> **What this task involves**: Find and copy every line in the records that includes the string "buildset".

Collected data
PR #4350, opened 2018-10-06
reporter/github: checking the response status code

iblis17:
- and show the github response if error

----
TODO

- [x] unit test

### DIFF
--- a/master/buildbot/reporters/github.py
+++ b/master/buildbot/reporters/github.py
@@ -161,7 +161,7 @@ class GitHubStatusPush(http.HttpStatusPushBase):
                 context = unicode2NativeString(context)
                 issue = unicode2NativeString(issue)
                 description = unicode2NativeString(description)
-                yield self.createStatus(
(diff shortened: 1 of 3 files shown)


master/buildbot/reporters/github.py
```diff
@@ -171,19 +171,24 @@ def send(self, build):
                     issue=issue,
                     description=description
                 )
+
+                assert response.code // 100 == 2
```
tardyp: Please do not use assert. assert is supposed to be disabled in production.

Also // 100 == 2 is a bit hard to read

iblis17: Which method do you prefer to check the status code? (I personally always use `//`

tardyp: I would create a helper method isStatus2XX(response)

iblis17: ha, okay.

iblis17:
I added some test cases.

Issue #4177, opened 2018-06-27
buildbot.test.unit.test_worker_libvirt.TestWorkQueue.test_work test fails under certain conditions


p12tic:
Environment:
OSX 10.12, python from MacPorts, v2.7.15, python environment from `make virtualenv`.

buildbot.test.unit.test_worker_libvirt.TestWorkQueue.test_work will fail when `trial -j8 buildbot.test.unit` is launched, but not when `trial buildbot.test.unit` or `trial -j8 buildbot` is launched.

Error output:
```
Traceback (most recent call last):
Failure: twisted.internet.defer.TimeoutError: <buildbot.test.unit.test_worker_libvirt.TestWorkQueue testMethod=test_work> (test_work) still running at 5.0 secs

buildbot.test.unit.test_worker_libvirt.TestWorkQueue.test_work
```

PR #4359, opened 2018-10-10
Fix broken tests (#4177)

p12tic:
This PR fixes libvirt tests to be able to run them in parallel mode.

Additionally, seems that ec2 tests fail on my machine due to missing credentials. This PR changes the code to skip the tests if such errors are encountered.

### DIFF
--- a/master/buildbot/test/unit/test_worker_libvirt.py
+++ b/master/buildbot/test/unit/test_worker_libvirt.py
@@ -185,9 +185,6 @@ class TestLibVirtWorker(unittest.TestCase):
 
 class TestWorkQueue(unittest.TestCase):
 
-    def setUp(self):
-        self.queue = libvirtworker.WorkQueue()
-
     def delayed_success(self):
         def work():
             d = defer.Deferred()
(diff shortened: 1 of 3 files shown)


master/buildbot/test/unit/test_worker_ec2.py
```diff
@@ -572,6 +581,10 @@ def botoSetup(self):
         except NotImplementedError:
             raise unittest.SkipTest("KeyPairs.create_key_pair not implemented"
                                     " in this version of moto, please update.")
+        except (botocore.exceptions.ClientError,
```
tardyp: I think unit tests should not require EC2 credentials. As those are fully mocked by moto we shouln't get a credential error

p12tic:
Actually, ec2 is completely non-mocked, see https://github.com/spulec/moto/issues/1793. boto3 should be pinned to 1.7.x as a workaround.

p12tic:
Updated the PR with a change that pins botocore to older version when creating virtualenv with `make virtualenv` as suggested in https://github.com/spulec/moto/issues/1793.

PR #4370, opened 2018-10-22
Show buildrequest owners in the builder page (fixes #4207, #3904)

### LINKED ISSUE #4207: Missing owner in buildrequest table on builder page
image

It seems problem is here 
https://github.com/buildbot/buildbot/blob/master/www/base/src/app/builders/builder/builder.tpl.jade#L24
but adding `` span | {{ br.owner}} `` is not enough as it seems ``.owner`` neither ``.properties`` are not set.

p12tic:
Fixes #4207, #3904.

This change is not tested by a e2e test, should I create one?

## Contributor Checklist:

### DIFF
--- a/www/base/src/app/builders/builder/builder.controller.coffee
+++ b/www/base/src/app/builders/builder/builder.controller.coffee
@@ -100,5 +100,9 @@ class Builder extends Controller
                 limit: $scope.numbuilds
                 order: '-number'
             $scope.buildrequests = builder.getBuildrequests(claimed:false)
+            $scope.buildrequests.onNew = (buildrequest) ->
+                data.getBuildsets(buildrequest.buildsetid).onNew = (buildset) ->
+                    buildset.getProperties().onNew = (properties) ->
+                        buildrequest.properties = properties
             $scope.builds.onChange=refreshContextMenu
             $scope.buildrequests.onChange=refreshContextMenu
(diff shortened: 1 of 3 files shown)


pmisik:
I just tried it and it work well to me.
Thank You @p12tic

www/base/src/app/builders/builder/builder.controller.coffee
```diff
@@ -100,5 +100,9 @@ class Builder extends Controller
                 limit: $scope.numbuilds
                 order: '-number'
             $scope.buildrequests = builder.getBuildrequests(claimed:false)
+            $scope.buildrequests.onNew = (buildrequest) ->
```
tardyp: this will generate a large number of http requests

p12tic: Yes. Hopefully there are few unclaimed buildrequests for each builder. What would be the proper way to expose this? Create a new data API endpoint or adapt the getBuildrequests one to include the needed information?

tardyp: I would rather keep the buildbot API generic. The problem is actually not so much the rest API. build rest api already has a properties parameter to fetch more properties. We could add this to buildrequest as well.
The problem is for message queues messages which does not contain the information. So new buildrequests or new build events do not contain the properties required for the page.

A generic workaround would be in the data module. If there is additional query parameter, then the data module will automatically run the rest API for that single build/element in order to fetch the additional stuff. This would be a nice a generic way to handle the problem, while it generates more rest api calls, it simplifies the code on client side, by avoiding all those onNew specific calls.

PR #4375, opened 2018-10-25
Failed ticket parsing should raise exception

lancelodliu:
## Contributor Checklist:


master/buildbot/changes/p4poller.py
```diff
@@ -201,6 +201,7 @@ def _acquireTicket(self, protocol):
     def _parseTicketPassword(self, text):
         lines = text.split("\n")
         if len(lines) < 3:
+            raise P4PollerError("Failed to parse ticket in that output is less than 3 lines: {}".format(text))
             return None
```
p12tic: Do we need this return if we raise exception immediately after?

lancelodliu: > Do we need this return if we raise exception immediately after?

No, apparently. I will fix this.

aisoard:
@lancelodliu Sorry about that conflict, I didn't see your branch.

We do have a test for ticket parsing failure now, not sure how to "expect" an exception in testing though.

p12tic:
@aisoard: Use `with self.assertRaises(P4PollerError):` block.

PR #4380, opened 2018-10-27
smokes: Use older chromedriver for old Chrome

p12tic:
Currently we always download newest chromedriver. Unfortunately it usually supports only a couple of latest releases of Chrome which is problematic as they get released each month.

> **Task result**:
+                data.getBuildsets(buildrequest.buildsetid).onNew = (buildset) ->
+                    buildset.getProperties().onNew = (properties) ->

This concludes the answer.